== Data to process ==
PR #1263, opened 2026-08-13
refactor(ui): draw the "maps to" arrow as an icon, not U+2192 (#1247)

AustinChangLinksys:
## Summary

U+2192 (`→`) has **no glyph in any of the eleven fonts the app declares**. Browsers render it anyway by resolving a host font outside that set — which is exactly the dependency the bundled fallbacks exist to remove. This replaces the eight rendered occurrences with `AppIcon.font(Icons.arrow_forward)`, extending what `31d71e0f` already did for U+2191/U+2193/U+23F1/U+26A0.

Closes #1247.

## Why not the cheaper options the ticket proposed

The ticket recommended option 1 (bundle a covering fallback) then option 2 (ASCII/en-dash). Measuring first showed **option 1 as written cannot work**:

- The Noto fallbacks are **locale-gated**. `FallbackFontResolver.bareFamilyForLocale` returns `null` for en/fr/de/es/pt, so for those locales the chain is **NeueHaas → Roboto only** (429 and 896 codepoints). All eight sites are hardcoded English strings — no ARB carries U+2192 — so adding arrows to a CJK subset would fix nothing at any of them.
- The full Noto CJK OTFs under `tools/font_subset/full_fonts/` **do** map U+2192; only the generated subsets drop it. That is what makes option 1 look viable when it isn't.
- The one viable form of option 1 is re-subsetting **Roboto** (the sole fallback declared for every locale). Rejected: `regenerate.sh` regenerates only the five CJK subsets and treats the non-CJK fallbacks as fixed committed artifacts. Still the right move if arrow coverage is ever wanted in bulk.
===
▶ Task
Starting at the first line of the records above, please copy each line exactly until you reach the line containing "- The Noto fallbacks". Include that line and stop there.

▶ Written response
PR #1263, opened 2026-08-13
refactor(ui): draw the "maps to" arrow as an icon, not U+2192 (#1247)

AustinChangLinksys:
## Summary

U+2192 (`→`) has **no glyph in any of the eleven fonts the app declares**. Browsers render it anyway by resolving a host font outside that set — which is exactly the dependency the bundled fallbacks exist to remove. This replaces the eight rendered occurrences with `AppIcon.font(Icons.arrow_forward)`, extending what `31d71e0f` already did for U+2191/U+2193/U+23F1/U+26A0.

Closes #1247.

## Why not the cheaper options the ticket proposed

The ticket recommended option 1 (bundle a covering fallback) then option 2 (ASCII/en-dash). Measuring first showed **option 1 as written cannot work**:

- The Noto fallbacks are **locale-gated**. `FallbackFontResolver.bareFamilyForLocale` returns `null` for en/fr/de/es/pt, so for those locales the chain is **NeueHaas → Roboto only** (429 and 896 codepoints). All eight sites are hardcoded English strings — no ARB carries U+2192 — so adding arrows to a CJK subset would fix nothing at any of them.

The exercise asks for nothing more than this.